A sample of 2000 selfies was collected from the photo-sharing media application Instagram. This figure was chosen based on Sedgewick and collaborators [28]’s sample of 962 selfies and an average effect size from their analysis was 0.44. We doubled this figure considering that whilst Sedgewick at al had independent selfies our sample was made by 10 selfies from the same users. Specifically, the selfies were garnered by a research assistant by searching with the #selfie hashtag on the application and recording the first 10 selfies from each of 100 male and 100 female users that had posted at least 10 selfies in their profile pages. The users’ sex was determined by their first names as returned by the search engine. To test for the consistency of the camera angle, our sample included only selfie takers with at least 10 selfies. Selfies were defined as individual photographic self-portraits by the user, taken by a smartphone camera at arm’s length. Thus, we discarded all self-portraits which included other individuals (sometimes called groupies, wefies, or usies) as well as photographic portraits that could not be selfies based on their content (for instance, if both hands of the sitter were visible in the picture). Similarly, we discarded selfies taken by capturing one’s image in front of a mirror, as these have clearly different constraints on composition than standard selfies taken by looking at oneself in the smartphone preview screen.

Ethics

User ID’s and posting dates were recorded temporarily for the sole purpose of giving each selfie a unique identifier and then discarded. In adherence with the Instagram terms and conditions, which prevents the distribution of user images without credit and consent, the selfies were stored privately and anonymously, they were analysed for the sole purpose of the current study and were not distributed or shared for any other purpose. The study was performed in accordance with the ethical standards of the Code of Ethical Principles for Medical Research Involving Human Subjects of the World Medical Association (Declaration of Helsinki), with the ethical standards of the Italian Board of Psychologists (see http:// www.psy.it/codice_deontologico.html), as well as the Ethical Code for Psychological Research of the Italian Psychological Society (see http://www.aipass.org/node/26). The study was approved by the Sheffield Hallam university ethics panel (nr. E25008132/2019).

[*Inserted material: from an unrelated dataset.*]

PR #772, opened 2024-09-04
use makefile to run tests

hjribeiro-moj:
**Using makefile on test runs**

- adds new makefile targets that are to be used in githubactions (prefixed `gha_`)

Database and dependent variable

A database of 2000 cases was constructed by collating the selfie data for each of the 10 images per taker. For each selfie, we recorded: a unique number identifying the user, a number from 1 to 10 identifying the selfie, the gender of the user as apparent from the photograph (only two gender categories were recorded as we did not find selfies that suggested androgynous or genderqueer individuals), and our dependent variable which was a trichotomous, mutually exclusive classification of the vertical camera angle suggested by the selfie in question: “camera above”, “camera below”, and “camera frontal”. Each selfie was classified as belonging to one of the three categories by three independent raters. For the large majority of the selfies the rating was straightforward, and all raters entered the same response; that is, there was an almost perfect overlap among raters. However, for 16 selfies (0.8%) the classification differed in at least one rater. These inconsistencies were resolved by retrieving the relevant images and by drawing three horizontal lines across the face, one through the bottom of the face, one through the eyes, and one at the top of the forehead. The orientation of the pose in relation to the position of the camera was then determined by comparing the horizontal extents between these lines. For example, if the distance between the lines on the forehead and on the eyes was larger than that between the lines on the eyes and the bottom of the face, the selfie was classified as taken from above eye level.

Results

Intra-Individual consistency

Table 1 presents the frequencies of rated vertical camera angles for male and female selfies for each selfie. The table documents an overabundance of female selfies classified as “camera above”, and of male selfies classified as “camera frontal”, whereas both females and males equally tended to avoid taking selfies from below.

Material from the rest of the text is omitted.